Historia del cine de terror (Segunda parte)

Voy a evitar la palabra “arte” para estas películas (por ahora), porque seguramente alguien querrá discutirla, pero sin dudas las películas de terror fueron expresiones populares que pusieron de manifiesto las representaciones de su tiempo, consciente o inconscientemente. Habíamos visto cómo en el comienzo de esta historia los monstruos góticos habían tomado el cine del género de la primera parte del siglo XX, pero lo que se jugaba por detrás era un cierto miedo a la ciencia: a lo que puede traer, y a lo que no puede aprehender. Estos monstruos fueron agotándose, y así en 1948 se pudo ver “Abbott and Costello Meet Frankenstein”, donde el dúo cómico se encuentra además de con el monstruo de Shelley (no el doctor), con Drácula y con el Hombre Lobo; sin embargo, el miedo que los engendró seguía vivo.

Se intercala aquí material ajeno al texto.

PR #315, opened 2019-11-20
Fixed icon source fallback priority

Hyperkid123:
### Changes
- icon fallback had higher priority than the actual source and was used even if the icon existed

El contexto es la posguerra de la Segunda Guerra Mundial, y la gente estaba aterrorizada no tanto por el horror intrínseco de la guerra, que sólo los soldados habían visto, sino por el poder desatado con las bombas de Hiroshima y Nagasaki. Esto por un lado confirmó los miedos prevalentes a la ciencia, y por otro apareció uno nuevo, relacionado con la aparición de fuerzas desconocidas: ¿qué podía despertar un impacto de tanta potencia? ¿Qué mutaciones podría traer? La primera respuesta que trajo el cine fue “El monstruo del mar” (The beast from 20,000 fathoms), en 1953: una prueba atómica despierta a un dinosaurio que termina aterrorizando New York. Cuando finalmente logran herirlo, la sangre del dinosaurio contamina con gérmenes desconocidos la ciudad (aún en esta etapa, la literatura sigue jugando por detrás: la historia es de Ray Bradbury). Japón, que había sufrido el bombardeo en su territorio, tenía más miedo que nadie a la energía nuclear, y reaccionó inmediatamente a esa película con otra, en el año siguiente: Godzilla. Nuevamente hay una prueba atómica, nuevamente un dinosaurio despierta y destruye una ciudad, esta vez Tokyo: se trata de una alegoría clara a la destrucción propiciada por las bombas atómicas. Otras películas en esta línea fueron El mundo en peligro (“Them!”, 1954), donde la radiación esta vez agiganta a unas hormigas, y Surgió del fondo del mar (“It came from beneath the sea”, 1955), de un pulpo enorme despertado también por pruebas nucleares, con referencias a Pearl Harbor. Los viejos monstruos góticos fueron reemplazados por nuevos, más terribles, más cercanos a la nueva realidad, a los nuevos miedos. Si bien se puede decir que King Kong, con su mono gigante y sus dinosaurios, es quizás un precedesor a esta nueva forma del terror, en realidad esa película (de 1933) está inscripta en otro género, el del “mundo perdido”, obediente a descubrimientos arqueológicos de antiguos reinos como los de Troya, Asiria o Egipto. Un género que tiene su raíz también en la literatura, y un ejemplo muy claro es “El mundo perdido” de Arthur Conan Doyle, que habla de una expedición a una meseta venezolana donde encuentran dinosaurios y otros animales prehistóricos,  y que eventualmente tendría su propia película en 1925, dando un pie para King Kong. Pero esa es otra historia.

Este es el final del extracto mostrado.